The answer, they believe, could help lead them to develop treatments and disease-prevention measures against human prion diseases, such as Creutzfeldt-Jakob disease, fatal familial insomnia and kuru, as well as animal prion diseases, such as scrapie in sheep and chronic wasting disease in cervids.
Now, a new study published in iScience from NIAID scientists at Rocky Mountain Laboratories in Hamilton, Montana, and colleagues provides details of how prion protein functions in the retina of mouse eyes, helping them respond to light.
The scientists used mice specially bred without prion protein to compare to wild mice with natural prion protein. Prior studies have suggested that prion protein may have a role in how nerves transmit signals to other nerves at specialized junctions, known as neural synapses. So, knowing that prion protein exists naturally in the eye, the researchers examined mouse retina for a specific neural synapse role.
A key tool the researchers used involved measuring the electroretinographic (ERG) responses – the amount of time it took for the retina in mice to respond to a flash of light. Remember as a kid in school learning about rods and cones in the eye and how they convert light signals to help the brain understand vision? The same is true in mice.

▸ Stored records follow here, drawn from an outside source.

PR #8768, opened 2023-10-26
Backport #18991 for 3.1: Fix false LocalJumpError when branch coverage is enabled

KJTsanaktsidis:
This is a backport PR for the fix for https://bugs.ruby-lang.org/issues/18991 in https://github.com/ruby/ruby/pull/6688 to be added to Ruby 3.1. The issue still affects 3.1 and the fix here applied cleanly, passed all the tests, and fixes the issue, so I think it should be OK to backport?

---

Fix false LocalJumpError when branch coverage is enabled

`throw TAG_BREAK` instruction makes a jump only if the continuation of catch of TAG_BREAK exactly matches the instruction immediately following the "send" instruction that is currently being executed. Otherwise, it seems to determine break from proc-closure.

Branch coverage may insert some recording instructions after "send" instruction, which broke the conditions for TAG_BREAK to work properly.

This change forces to set the continuation of catch of TAG_BREAK immediately after "send" (or "invokesuper") instruction.

[Bug #18991]

### DIFF
--- a/compile.c
+++ b/compile.c
@@ -7216,7 +7216,30 @@ compile_iter(rb_iseq_t *iseq, LINK_ANCHOR *const ret, const NODE *const node, in
 			   ISEQ_TYPE_BLOCK, line);
 	CHECK(COMPILE(ret, "iter caller", node->nd_iter));
     }
-    ADD_LABEL(ret, retry_end_l);
+
+    {
+        // We need to put the label "retry_end_l" immediately after the last "send" instruction.
+        // This because vm_throw checks if the break cont is equal to the index of next insn of the "send".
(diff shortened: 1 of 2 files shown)


hsbt:
I marked https://github.com/ruby/ruby/pull/8768/commits/2d039099631e512a795a43536eaaf9722598f9cf for backport target at https://github.com/ruby/ruby/pull/8768/commits/2d039099631e512a795a43536eaaf9722598f9cf

KJTsanaktsidis:
Thank you!

KJTsanaktsidis:
This got backported: https://github.com/ruby/ruby/commit/d494cf4ddababb80660381e963f910ccacc3f7bc

Thanks again.

PR #8772, opened 2023-10-26
[DOC] Fix markup for == and ===

kyanagi:
It seems that `+==+` and `+===+` are not being parsed as intended.

https://docs.ruby-lang.org/en/master/Numeric.html#method-i-eql-3F


kyanagi:
Fixed on master

PR #8773, opened 2023-10-26
Move some defines from shape.h to shape.c

casperisfine:
If they are only used there, we might as well not expose them.

@tenderlove


tenderlove (approved):
Yes, great.  Thank you!

tenderlove:
I manually pushed this commit.

PR #8781, opened 2023-10-26
compile defined with nested constants and stovetop

HParker:
This matches the way compile.c compiles this, but using prism AST.


prism_compile.c
```diff
@@ -1206,6 +1222,27 @@ pm_compile_defined_expr(rb_iseq_t *iseq, const pm_defined_node_t *defined_node,
...
 
+void
+pm_compile_defined_expr(rb_iseq_t *iseq, const pm_node_t *node, LINK_ANCHOR *const ret, const uint8_t *src, bool popped, pm_scope_node_t *scope_node,  NODE dummy_line_node, int lineno, bool in_condition)
+{
+    LABEL *lfinish[3];
+    LINK_ELEMENT *last = ret->last;
+
+    lfinish[0] = NEW_LABEL(lineno);
+    lfinish[1] = 0;
+    lfinish[2] = 0;
```
jemmaissroff, line 1233: I think we don't need `lfinish[2]` and can instead make this an array with 2 elements

jemmaissroff (changes requested):
Looking good to me, one small comment!

prism_compile.c
HParker: updated thanks!

HParker:
@jemmaissroff I updated with support for `defined? []` as well since it uses the same recursive structure. It is in a second commit, so we can move them into a different PR if you prefer.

Compared to the wild mice with prion protein, the scientists observed deficiencies in ERG responses for mice without prion protein. The deficiencies affected the normal function of the rods and cones. And – using the ERG data and neural synapse information – they found that the deficiencies originated in the portion of the retina where natural prion protein was most highly concentrated.

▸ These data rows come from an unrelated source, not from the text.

PR #8782, opened 2023-10-27
Support tracing of struct member accessor methods

jeremyevans:
This follows the same approach used for attr_reader/attr_writer in 2d98593bf54a37397c6e4886ccc7e3654c2eaf85, skipping the checking for tracing after the first call using the call cache, and clearing the call cache when tracing is turned on/off.

Fixes [Bug #18886]

### DIFF
--- a/benchmark/struct_accessor.yml
+++ b/benchmark/struct_accessor.yml
@@ -1,0 +1,25 @@
+prelude: |
+  C = Struct.new(:x) do
+    class_eval <<-END
+      def r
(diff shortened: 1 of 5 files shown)


ioquatix:
I no longer need this feature because I changed my implementation to no longer need `TracePoint`. However, this looks like a good improvement for consistency's sake, so I'm happy to see this PR.

ioquatix:
Nice work!

PR #8789, opened 2023-10-27
Windows: Add libffi as a build dependency

larskanis:
Otherwise the fiddle extension isn't build.


junaruga:
Note that the `[DOC]` keyword in the commit message is useful to skip the CI.

PR #8790, opened 2023-10-27
.travis.yml: Upgrade the Ubuntu arm32 to 22.04 (Jammy).

junaruga:
Upgrade the gcc version to the latest version 11.4.0 to align the gcc version used in the RubyCI arm64 server.

I want to disable allow_failures if possible to avoid unintentional new
failures. It seems that the arm32 case is stable.

Feel free to enable allow_failures again when you see the case is unstable.

### DIFF
--- a/.travis.yml
+++ b/.travis.yml
@@ -16,7 +16,7 @@ language: c
 
 os: linux
 
-dist: focal
+dist: jammy
 
 git:
   quiet: true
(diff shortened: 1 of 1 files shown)


junaruga:
Travis looks good.

https://app.travis-ci.com/github/ruby/ruby/builds/266893188

* arm32: 12:32
* ppc64le: 23:07 (no change, and no error)

PR #8802, opened 2023-10-30
[PRISM] Implement all argument types for CallNodes

jemmaissroff:
This implements all argument types for CallNodes. It does not add tests to `test/test_compile_prism.rb` because all argument types have not been correctly implemented on DefNodes. There are ways we could work around this (compile the iseq with CRuby that defines the method, and then call it using Prism's compiler), but implementing that does not seem like the best use of time since we won't need it when we continue implementing DefNodes next. It has been thoroughly manually tested as a stopgap, and I will continue to debug this once we finish DefNodes.

### DIFF
--- a/prism_compile.c
+++ b/prism_compile.c
@@ -1369,6 +1369,7 @@ pm_compile_node(rb_iseq_t *iseq, const pm_node_t *node, LINK_ANCHOR *const ret, 
         ID method_id = pm_constant_id_lookup(scope_node, call_node->name);
         int flags = 0;
         int orig_argc = 0;
+        struct rb_callinfo_kwarg *kw_arg = NULL;
 
         if (call_node->receiver == NULL) {
             ADD_INSN(ret, &dummy_line_node, putself);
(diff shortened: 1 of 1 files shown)


prism_compile.c
```diff
@@ -1380,21 +1381,155 @@ pm_compile_node(rb_iseq_t *iseq, const pm_node_t *node, LINK_ANCHOR *const ret,
...
+                          break;
+                      }
+                      else {
+                          kw_arg = rb_xmalloc_mul_add(len, sizeof(VALUE), sizeof(struct rb_callinfo_kwarg));
+                          flags |= VM_CALL_KWARG;
+                          kw_arg->keyword_len += len;
+
+                          for (size_t i = 0; i < len; i++) {
+                              pm_assoc_node_t *assoc = (pm_assoc_node_t *)keyword_arg->elements.nodes[i];
+                              kw_arg->keywords[i] = pm_static_literal_value(assoc->key, scope_node, parser);
```
kddnewton, line 1479: I'm expecting this won't work for things like `foo(bar => baz)`. Can you add a comment here indicating that we'll need to revisit this?

kddnewton (approved):
One comment then good

PR #8804, opened 2023-10-30
Ensure keyword splat method argument is hash

jeremyevans:
Commit e87d0882910001ef3b0c2ccd43bf00cee8c34a0c introduced a regression where the keyword splat object passed by the caller would be directly used by callee as keyword splat parameters, if it implemented #to_hash.  The return value of #to_hash would be ignored in this case.


ko1 (approved):
Thank you!!

PR #10583, opened 2024-04-19
Use `' '+` instead of words_sep

ydah:
Use parameterizing rules.

### DIFF
--- a/parse.y
+++ b/parse.y
@@ -6112,11 +6112,7 @@ regexp		: tREGEXP_BEG regexp_contents tREGEXP_END
                     }
                 ;
 
-words_sep	: ' ' {}
-                | words_sep ' '
-                ;
-
-words		: tWORDS_BEG words_sep word_list tSTRING_END
+words		: tWORDS_BEG ' '+ word_list tSTRING_END
                     {
                         $$ = make_list($3, &@$);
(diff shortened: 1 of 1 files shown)


parse.y
```diff
@@ -6112,11 +6112,7 @@ regexp		: tREGEXP_BEG regexp_contents tREGEXP_END
                     }
                 ;
 
-words_sep	: ' ' {}
```
yui-knk, line 6115: Another option is defining `words_sep` like below. @nobu Is there any preference?

```c
words_sep : ' '+
          ;
```

yui-knk: JFYI: Generated rules are bit different. The difference is that `words_sep` rule exists or not.

## 1. Keep `words_sep` rule

```
nonempty_list_' ': ' '
                 | nonempty_list_' ' ' '

words_sep: nonempty_list_' '

words: "word list" words_sep word_list "terminator"
```

## 2. Remove `words_sep` rule

```
nonempty_list_' ': ' '
                 | nonempty_list_' ' ' '

words: "word list" nonempty_list_' ' word_list "terminator"
```

nobu: Thank you, it seems fine to expand `words_sep` to `' '+`.

nobu (approved):

PR #10594, opened 2024-04-22
Ignore the result of pthread_kill in ubf_wakeup_thread

jeremyevans:
After an upgrade to Ruby 3.3.0, I experienced reproducible production crashes of the form:

[BUG] pthread_kill: No such process (ESRCH)

This is the only pthread_kill call in Ruby. The result of pthread_kill was previously ignored in Ruby 3.2 and below. Checking the result was added in be1bbd5b7d40ad863ab35097765d3754726bbd54 (MaNy).

I have not yet been able to create a minimal self-contained example, but it should be safe to remove the checks.

### DIFF
--- a/thread_pthread.c
+++ b/thread_pthread.c
@@ -2569,10 +2569,7 @@ ubf_wakeup_thread(rb_thread_t *th)
 {
     RUBY_DEBUG_LOG("th:%u thread_id:%p", rb_th_serial(th), (void *)th->nt->thread_id);
 
-    int r = pthread_kill(th->nt->thread_id, SIGVTALRM);
-    if (r != 0) {
-        rb_bug_errno("pthread_kill", r);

Though additional study is needed, the researchers believe the prion protein may act like scaffolding to help cells and elements of the eye, such as rods and cones, to stabilize neural synapses. And they believe prion protein must be present for rods and cones to function normally.
The research team hopes these findings help colleagues who study prion diseases better understand what might occur in humans when natural forms of prion protein are therapeutically removed. New treatment strategies for prion diseases focus on using drugs that remove natural prion protein to eliminate the potential for misfolding and clumping. But researchers do not know whether that could result in unwanted outcomes, such as possibly affecting vision. These findings also could extend to other protein-related neurodegenerative diseases, such as Alzheimer’s (amyloid beta protein) and Parkinson’s diseases (alpha synuclein protein).
Scientists from Duke University and the McLaughlin Research Institute in Great Falls, Montana, collaborated on the study.
Reference: J Striebel, et al. The prion protein is required for normal responses to light stimuli by photoreceptors and bipolar cells. iScience DOI: 10.1016/j.isci.2024.110954 (2024).